I can output the additions to my source file using tail -f source. I can then pipe that through an awk script awk -f parser.awk to parse and format the output.
My question is: while tail -f source | awk -f parser.awk is running, is there a way to call function foo() inside my parser.awk script every time there is more than 5 seconds elapsed without anything coming through the pipe into the standard input of the awk script?
Edit: Currently using GNU Awk 3.1.6. May be able to upgrade to newer version if required.
If your shell's read supports -t and -u, here's an ugly hack:
{ echo hello; sleep 6; echo world; } | awk 'BEGIN{
while( "while read -t 5 -u 3 line; do echo \"$line\"; done" | getline > 0 )
print
}' 3<&0
You can replace the print in the body of the while loop with your script. However, it would probably make a lot more sense to put the read timeout between tail and awk in the pipeline, and it would make even more sense to re-implement tail to timeout.

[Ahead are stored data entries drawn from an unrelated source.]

Issue #11573, opened 2022-01-10
[Subplat] Although an error message is displayed, the subscription for Relay is finished using a discount coupon


data-sync-user:
Solution:

For paypal do not allow a $0 total. For stripe honour the minimums per currency found: [https://stripe.com/docs/currencies#minimum-and-maximum-charge-amounts](https://stripe.com/docs/currencies#minimum-and-maximum-charge-amounts|smart-link) 

**Affected browsers:**

* All;

**Affected FxA versions:**

* 1.223.1;

**Prerequisites:**

* Be in a country where Relay is available;
* Be on the [Set up you subscription](https://payments-stage.fxa.nonprod.cloudops.mozgcp.net/checkout/prod_KEq0LXqs7vysQT?device_id=a06051cfdb6d4ebc864fe4ce32b340bb&flow_begin_time=1639771956279&flow_id=de83d3687dc8f95944a66bebe6016bcf007a61c6bd77ede84ee8b068d2e1b7e2&plan=price_1JmRSRJNcmPzuWtRN9MG5cBy) page;

**Steps to reproduce:**
1. Complete the email fields;
2. Apply a discount coupon that is with fixed amount i.e 50OFFRELAY;
3. Make the payment;

**Expected result:**

* Confirmation page is displayed and both Payment and Welcome emails are received by the user;

**Actual result:**

* Although an error message is displayed, the subscription is being created;
* The Payment confirmation and Welcome emails are received;

**Additional notes:**

* This is a major issue because, although the account and subscription are being created, the user may not know that they have been created;
* See the attached screenshot;

┆Issue is synchronized with this [Jira Bug](https://mozilla-hub.atlassian.net/browse/FXA-4414)
┆Attachments: <a href="https://mozilla-hub.atlassian.net/rest/api/2/attachment/content/19129">relay.png</a>

data-sync-user:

Not exactly the answer to your question. However there is a little hack in shell that can do practically what you want:
{ tail -f log.file >&2 | { while : ; do sleep 5; echo SECRET_PHRASE ; done ; } ; } 2>&1 | awk -f script.awk
When awk receives SECRET_PHRASE it will run foo function every 5 seconds. Unfortunately is will run it every 5 second even in case there was some output during this time from tail.
ps. You can replace '{}' with '()' and vice versa. In the first case it won't create subshell, in the second one it will.
The another way is to append this secret phrase dirctly to log file in case nobody wrote there during last five seconds. But looks like it's not good idea due to you will have spoiled log file.